Your instructions: Whenever the word "viewall" appears in a line of the data below, copy that line.
─── Dataset excerpt ───
PR #36, opened 2016-08-26
[35] NullPointerException if viewall is used before list

### LINKED ISSUE #35: NullPointerException if viewall is used before list
The "viewall" command, produces a Null Pointer Exception, even when there is a person at given index. To replicate the issue add a few users and close the program. Then restart and try the first command as viewall 1. However, if we try the list command before viewall the issue disappears. From the code it turns out that viewall works on the last shown list and not the stored file. I am not sure if this was intended or not.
───
Answer section:
[35] NullPointerException if viewall is used before list
### LINKED ISSUE #35: NullPointerException if viewall is used before list
The "viewall" command, produces a Null Pointer Exception, even when there is a person at given index. To replicate the issue add a few users and close the program. Then restart and try the first command as viewall 1. However, if we try the list command before viewall the issue disappears. From the code it turns out that viewall works on the last shown list and not the stored file. I am not sure if this was intended or not.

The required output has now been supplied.